Req: GET /rd-lookup/ep?show-zone-id&et=printer

Res: 2.05 Content

7.  Proxying multicast requests

   Multicast requests are hard to forward at a proxy: Even if a media
   type is used in which multiple responses can be aggregated
   transparently, the proxy can not reliably know when all responses
   have come in.  [RFC7390] Section 2.9 destribes the difficulties in
   more detail.

   A proxy MAY expose an interface compatible with the RD lookup
   interface, which SHOULD be advertised by a link to it that indicates
   the resource types core.rd-lookup-res and TBD4.

   The proxy sends multicast requests to All CoAP Nodes ([RFC7252]
   Section 12.8) requesting their .well-known/core files either eagerly
   (ie. in regular intervals independent of queries) or on demand (in
   which case it SHOULD limit the results by applying [RFC6690] query
   filtering; if it has received multiple query parameters it should
   forward the one it deems most likely to limit the results, as .well-
   known/core only supports a single query parameter).

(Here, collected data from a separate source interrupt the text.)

Issue #106, opened 2021-07-21
1-3 px systematic offset between KBMOD reported trajectory and scipy minimize fine-grid barycentric trajectory


smotherh:
When comparing the result of the KBMOD trajectory to the fine-grid barycentric scipy minimize best-fit result, there appears to be a 1-3 pixel systematic offset in the object center. It is unclear what is causing this, but the disagreement seems too large to be the result of the barycentric correction in DEEP data, given the short (~4hr) time baseline.

Potential causes include:

- Off-by-one errors in computing starting pixel
- Off-by-one error in generating stamps in post-processing (not KBMOD stamps)
- Small PSF errors
- Inherent KBMOD limitation due to selecting starting pixel location as a discrete value (instead of a fractional float)
- Error in the warp WCS

PWhiddy:
@smotherh Is the offset always in the same direction?

smotherh:
Just commenting that this is still present. @PWhiddy yes, the offset is always in the same direction. It is most commonly a 1px offset. I think 2 or 3 px offsets are due to randomness. i.e. Sometimes the grid search snaps to a neighboring trajectory.

It looks more like an off-by-one error or a zero versus one indexing somewhere. It's not really a problem, since the joint-fit fixes this problem very well, and we need to run the jointfit regardless.

PWhiddy:
Thinking about this again, I'm recalling a similar discussion with @jbkalmbach about small systematic offsets in calculated pixel coordinates. IIRC the issue was that we were using different conventions for fractional pixel coordinates. The reason was that one set of coordinates were shifted 0.5 in x and y because of different ideas of what the "center" of a pixel ought to be. I'm sure Bryce was right and I was wrong, but it's possible that discrepancy still exists between the search and analysis code.

jeremykubica:
Closing since we removed the barycentric code (and are doing reprojection instead).

PR #182, opened 2022-11-22
Fix a bunch of bugs in stamp generation.

jeremykubica:
- mean and median stamps were ignoring goodIdx (introduced in PR-175)
- on-GPU stamp creation was using 0.5 shifts while the previous stamp generation was not. Make the on-GPU stamp generation consistent with the current stamp generation.
- One of the TrajectoryResult constructors had an allocation bug for the vector.
- Increase test coverage to include goodIdx for mean and median stamps.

   In comparison to classical RD operation, this RD behaves roughly as
   if it had received a simple registration with a All CoAP Nodes
   address as the source address, if such behavior were specified.  The
   individual registrations that result from this neither have an
   explicit registration resource nor an explicit endpoint name; given
   that the endpoint lookup interface is not present on such proxies,
   neither can be queried.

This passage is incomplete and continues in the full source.